In his Oscar-winning screenplay for 1999's "American Beauty," Alan Ball peeled away the artifices of the American dream and the "picture perfect" family. In his new 13-part HBO series, "Six Feet Under," Ball once again skewers contemporary society and the family structure.
"We live in an alienated time, where we are afraid to look at the darkness in life. There is a great Tom Waits lyric ... 'If I chase away my devils, my angels may leave too,' " offers Ball. "As a culture, we are so conditioned from Day 1 by television, by the movies and by the media to look at this kind of sanitized, plastic version of life as what we should aspire to. I think that's madness."

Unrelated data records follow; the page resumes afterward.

PR #716, opened 2024-03-16
UTC datetime handling improvements

### LINKED ISSUE #718: Get rid of deprecated functions like `datetime.utcnow()`
Also, `.utcfromtimestamp()`

make sure that we always use UTC for our timestamps (esp. check the storage w/different backends)

motus:
Addresses some deprecation warnings about use of `datetime.utcnow()`.

Additionally, sqlite does not store timezone info even if provided, so retrieving the data may be interpreted according to the host machine's *local* timezone, which may or may not be UTC.

To mitigate this, this change ensures that all timestamps are 
1. first converted to UTC before storing into the DB,
2. converted (or augmented with zoneinfo) to UTC on retrieval

Additionally, we expand the tests to check for this behavior, first with some additional conversion matrixes when telemetry or status data is received in implicit local vs. explicit timezone data as well as executions where the implicit local timezone has be overridden with a `TZ` environment variable, to simulate different default timezone hosts.

Closes #718


bpkroth:
I started hacking on this a little locally as well.  Will post a PR against yours in a bit.

mlos_bench/mlos_bench/environments/local/local_env.py
```diff
@@ -240,6 +240,7 @@ def _datetime_parser(datetime_col: pandas.Series) -> pandas.Series:
         ValueError
             On parse errors.
         """
+        # FIXME: We should probably not be assuming results arrived in UTC timezone.
         new_datetime_col = pandas.to_datetime(datetime_col, utc=True)
```
bpkroth, line 244: This is the main problem with the remaining two sets of test cases that are failing.

Essentially, this conversion happens incorrectly, so we need to handle it a little differently.

Here's an example:
```sh
TZ="America/Chicago" pytest -n0 mlos_bench/mlos_bench/tests/environments/local/local_env_telemetry_test.py
```

bpkroth: Will take a look at this more tomorrow.

bpkroth: NOTE: that form of testing doesn't currently happen in the pipeline - will have to fix that later too.

bpkroth: The root cause is also fixed now.

bpkroth (approved):
LGTM, but I wrote half of it :)
@motus, do you want to take another look?

mlos_bench/mlos_bench/tests/__init__.py
```diff
@@ -6,21 +6,36 @@
...
+ZONE_NAMES = [
+    # Explicit time zones.
+    "UTC",
+    "America/Chicago",
+    "America/Los_Angeles",
+    # Implicit local time zone.
+    None,
+]
+ZONE_INFO: List[Optional[tzinfo]] = [
+    None if zone_name is None else pytz.timezone(zone_name)
```
motus, line 34:
```suggestion
    nullable(pytz.timezone, zone_name)
```

mlos_bench/mlos_bench/environments/local/local_env.py
```diff
@@ -240,7 +240,14 @@ def _datetime_parser(datetime_col: pandas.Series) -> pandas.Series:
...
         """
-        new_datetime_col = pandas.to_datetime(datetime_col, utc=True)
+        new_datetime_col = pandas.to_datetime(datetime_col, utc=False)
+        # If timezone data is missing, assume the local timezone.
+        if new_datetime_col.dt.tz is None:
+            local_tzinfo = datetime.now().astimezone().tzinfo
+            new_datetime_col = new_datetime_col.dt.tz_localize(local_tzinfo)
+        assert new_datetime_col.dt.tz is not None
+        # And convert it to UTC.
+        new_datetime_col = new_datetime_col.dt.tz_convert('UTC')
```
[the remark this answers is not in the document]
bpkroth: Done.

Funny thing is when I first added that function in a prior PR I did have it in `mlos_bench.util` :)

Issue #715, opened 2024-03-15
Revamp number of iterations vs. number of configs tracking


bpkroth:
Discussed offline:

- previously (#642) we artificially increased the iteration count so that when we repeated trials it wouldn't lessen the number of configs we sampled
- now that we're separating the optimizer (suggest config) and scheduler (repeat of configs), the we can
  - [x] move the tracking of number of configs suggested to the `suggest()` routine in the Optimizer (#711), and 
  - [x] `number of trials executed` to the Scheduler
- that opens up the door for more flexible stopping conditions (#427)
- to do that, we should also cleanup our terminology and 
  - [x] rename `max_iterations` to `num_config_suggestions`, and 
  - [x] add a new `max_trials` argument (separate PR though I think)

_Originally posted by @bpkroth in https://github.com/microsoft/MLOS/pull/710#discussion_r1526797056_

motus:
I think we've fixed this one in #713 and #719

PR #719, opened 2024-03-19
Add `max_trials` scheduler config parameter

motus:
maybe merge after #713 (they might conflict)

Part of issue #715

### DIFF
--- a/mlos_bench/mlos_bench/config/schedulers/sync_scheduler.jsonc
+++ b/mlos_bench/mlos_bench/config/schedulers/sync_scheduler.jsonc
@@ -6,7 +6,7 @@
 
     "config": {
         "trial_config_repeat_count": 3,
-        "max_trials": 100,
+        "max_trials": -1,  // Limited only in hte Optimizer logic/config.
         "teardown": false
     }
 }
--- a/mlos_bench/mlos_bench/config/schedulers/sync_scheduler.jsonc
+++ b/mlos_bench/mlos_bench/config/schedulers/sync_scheduler.jsonc
@@ -6,6 +6,7 @@
 
     "config": {
         "trial_config_repeat_count": 3,
+        "max_trials": 100,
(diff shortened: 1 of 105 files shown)


mlos_bench/mlos_bench/config/schemas/schedulers/scheduler-schema.json
```diff
@@ -25,6 +25,12 @@
                     "description": "Whether to teardown the experiment after running it.",
                     "type": "boolean"
                 },
+                "max_trials": {
+                    "description": "Max. number of trials to run",
+                    "type": "integer",
+                    "minimum": 1,
```
bpkroth, line 31: Should allow this to support -1 as well and document what that means.

mlos_bench/mlos_bench/schedulers/base_scheduler.py
```diff
@@ -234,10 +236,20 @@ def _run_schedule(self, running: bool = False) -> None:
         for trial in self.experiment.pending_trials(datetime.utcnow(), running=running):
             self.run_trial(trial)
 
+    def not_converged(self) -> bool:
```
bpkroth, line 239: May want to consider renaming this to "not_done" or something like that.

Converged means something specific in the optimizer case, but doesn't quite have the same meaning here.

motus: fixed

mlos_bench/mlos_bench/config/schedulers/sync_scheduler.jsonc
```diff
@@ -6,6 +6,7 @@
 
     "config": {
         "trial_config_repeat_count": 3,
+        "max_trials": 100,
```
bpkroth, line 9: Set the default to -1?

bpkroth (approved):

"Six Feet Under," which premieres Sunday, blends drama, dark comedy and fantasy to tell the story of the Fisher family, which owns and operates the Fisher & Sons Funeral Home in Los Angeles. Richard Jenkins plays the head of the family, Nathaniel Fisher. Frances Conroy plays the skittish, troubled matriarch Ruth. Peter Krause of "Sports Night" is eldest son Nate, a handsome, 35-year-old with a bad case of Peter Pan syndrome, who returns home for Christmas only to find himself thrust into the family business.
Michael C. Hall is David, the stern younger son who works at the funeral home and is trying to keep his homosexuality a secret. Lauren Ambrose is Nate and David's wild young sister Claire, and Rachel Griffiths ("Hilary and Jackie") is Nate's new girlfriend, Brenda, whose family is even more of a mess than the Fishers.
Krause says he feels much more suited doing "Six Feet Under" than he did doing Aaron Sorkin's acclaimed but short-lived ABC dramedy, "Sports Night."
"My interest as an actor leads more in trying to contribute something and change consciousness a bit," says Krause, who worked with Ball on the CBS sitcom "Cybill."
The actor feels a real kinship with Nate and finds it difficult to even talk about the process of playing the part.
"It is so involved," he says. "You get swept up in it. It's an incredibly character-driven show. These people are people that you know. They are not broad strokes. Part of Nate's complexity, which is revealed to the audience through the course of all the episodes, is that this is a person who believes he's happy, things are going well in his life. A lot of that is denial."
Ball, who wrote and directed the first and final episodes, didn't visit mortuaries as part of his research for "Six Feet Under." He felt he didn't need that experience.
"I had been to several funerals in my life, which I sort of felt was enough," he says, though he points out that licensed funeral directors and morticians were hired as technical advisors.
Initially, Ball was going to set the series in some "gray, Northeastern cold place." But he realized that was an obvious choice. So he went with the least obvious place: sunny, bright Los Angeles.
"It is the capital of the denial of death," says Ball. "But people die in Los Angeles just as much as they die anyplace else."
"Of all the professions in Los Angeles, it has to be the most unglamorous one," says Rodrigo Garcia ("Things You Can Tell Just by Looking at Her"), who directed episodes 6 and 12. The series' other directors include Miguel Arteta, Kathy Bates and Allen Coulter.
"People come here to be rich and famous and reinvent themselves, so it's not a very Hollywood profession," says Garcia.
Garcia had never directed episodic TV but was drawn to the project because of Ball. "I saw the pilot, and it didn't remind me of anything else."
For Garcia, the series is about "connecting and isolation and life and death. It's all the big subjects thrown into a small family drama, with the potential for drama and all the potential for humor that having [a series] in a mortuary lets you. It's mostly how these people in this family deal with their problems in common and not in common."
When Krause is asked to describe the offbeat series, he tells people it is a family show, "which is somewhat misleading. It's not a family show like 'Eight Is Enough' was a family show. But it's a show about a family. It's framed with life and death. We are all framed by our lives and our own inevitable end. That is what gives life meaning."
"Six Feet Under" airs Sundays at 10 p.m. on HBO. The network has rated the premiere episode TV-MA-L (may be unsuitable for children under age 17, with an advisory for coarse language).